The total evaluation time for a single SAE across all benchmarks is approximately **110 minutes**, with an additional **152 minutes** of setup time. Note that actual runtimes may vary significantly based on factors such as SAE dictionary size, base model, and GPU selection.

| Evaluation Type | Avg Time per SAE (min) | Setup Time (min) |
| --------------- | ---------------------- | ---------------- |
| Absorption      | 26                     | 33               |
| Core            | 9                      | 0                |
| SCR             | 6                      | 22               |
| TPP             | 2                      | 5                |
| Sparse Probing  | 3                      | 15               |
| Auto-Interp     | 9                      | 0                |
| Unlearning      | 10                     | 33               |
| RAVEL           | 45                     | 45               |
| **Total**       | **110**                | **152**          |


# SAE Bench Baseline Suite

We provide a suite of baseline SAEs. We have the following 7 SAE varieties:

- ReLU (Anthropic April Update)
- TopK
- BatchTopK
- JumpReLU
- Gated
- P-anneal
- Matryoshka BatchTopK

Trained across 3 widths (4k, 16k, and 65k), 6 sparsities (~20 to ~640), on layer 8 of Pythia-160M and layer 12 of Gemma-2-2B. Additionally, we have checkpoints throughout training for TopK and RelU variants for Gemma-2-2B 16k and 65k widths. The SAEs are located in the following HuggingFace repos:

- [Pythia-160M 4k width](https://huggingface.co/adamkarvonen/saebench_pythia-160m-deduped_width-2pow12_date-0108)
- [Pythia-160M 16k width](https://huggingface.co/adamkarvonen/saebench_pythia-160m-deduped_width-2pow14_date-0108)
- [Pythia-160M 65k width](https://huggingface.co/adamkarvonen/saebench_pythia-160m-deduped_width-2pow16_date-0108)
- [Gemma-2-2B 4k width](https://huggingface.co/adamkarvonen/saebench_gemma-2-2b_width-2pow12_date-0108)
- [Gemma-2-2B 16k width](https://huggingface.co/canrager/saebench_gemma-2-2b_width-2pow14_date-0107)
- [Gemma-2-2B 65k width](https://huggingface.co/canrager/saebench_gemma-2-2b_width-2pow16_date-0107)

All results from these SAEs, plus PCA / residual stream baselines, are contained [here](https://huggingface.co/datasets/adamkarvonen/sae_bench_results_0125).

To evaluate these SAEs, refer to `custom_saes/run_all_evals_dictionary_learning.py`.

## Development

This project uses [Poetry](https://python-poetry.org/) for dependency management and packaging.

To install the development dependencies, run:

```
poetry install
```

### Linting and Formatting

This project uses [Ruff](https://github.com/astral-sh/ruff) for linting and formatting.

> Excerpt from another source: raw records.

PR #473, opened 2025-10-16
refactor: simplify model importer

davidrudlstorfer:
Part of #356

This would be one of the last points of #356.

The basics were done by chatgpt and then the code was overhauled by me. All local tests pass.
Main objective was to simplify the code in general. I also wanted to get rid of the `get_geometry_set_indices_from_section` function. This can then be deleted once the mesh conversion is simplified (next step of #356).

Curious on what you think @isteinbrecher :)

### DIFF
--- a/src/beamme/four_c/model_importer.py
+++ b/src/beamme/four_c/model_importer.py
@@ -165,16 +165,11 @@ def _extract_mesh_sections(input_file: _InputFile) -> _Tuple[_InputFile, _Mesh]:
         if not items:
             continue
 
-        # Find geometry key for this section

To run linting, run:

```
make lint
```

To run formatting, run:

```
make format
```

To run type checking, run:

```
make check-type
```

### Testing

Unit tests can be run with:

```
poetry run pytest tests/unit
```

These test will be run automatically on every PR in CI.

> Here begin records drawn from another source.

PR #474, opened 2025-10-20
Update kirchhoff beams

isteinbrecher:
With https://github.com/4C-multiphysics/fourcipp/pull/107 and https://github.com/4C-multiphysics/4C/pull/1402 we can make the 4C beam to input file during more consistent.


src/beamme/four_c/four_c_types.py
```diff
@@ -31,3 +31,17 @@ class BeamType(_Enum):
...
+
+    weak = _auto()
+    strong = _auto()
+
+
+class BeamKirchhoffParametrizationType(_Enum):
+    """Enum for type of Kirchhoff parameterization."""
+
+    rot = _auto()
+    tan = _auto()
```
isteinbrecher: @davidrudlstorfer I am not 100% sure if enums are the best way to go here, an alternative could be to simply require strings in `get_four_c_kirchhoff_beam`. Do you have an opinion on this?

davidrudlstorfer: I do not really have a string opinion here 😅 probably the enums are a bit overkill here and your suggested strings would be more than enough. But feel free to continue as you like 😅

davidrudlstorfer:
Testsuite on main now failed as expected due to the Kirchhoff beams so this should be good to go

There are also acceptance tests than can be run with:

```
poetry run pytest tests/acceptance
```

These tests are expensive and will not be run automatically in CI, but are worth running manually before large changes.

### Running all CI checks locally

Before submitting a PR, run:

```
make check-ci
```

This will run linting, formatting, type checking, and unit tests. If these all pass, your PR should be good to go!

### Configuring VSCode for auto-formatting

If you use VSCode, install the Ruff plugin, and add the following to your `.vscode/settings.json` file:

```json
{
  "[python]": {
    "editor.formatOnSave": true,
    "editor.codeActionsOnSave": {
      "source.fixAll": "explicit",
      "source.organizeImports": "explicit"
    },
    "editor.defaultFormatter": "charliermarsh.ruff"
  }
}
```

### Pre-commit hook

There's a pre-commit hook that will run ruff and pyright on each commit. To install it, run:

```bash
poetry run pre-commit install
```

### Updating Eval Output Schemas

Eval output structures / data types are under the `eval_output.py` file in each eval directory. If any of the `eval_output.py` files are updated, it's a good idea to run `python sae_bench/evals/generate_json_schemas.py` to make the json schemas match them as well.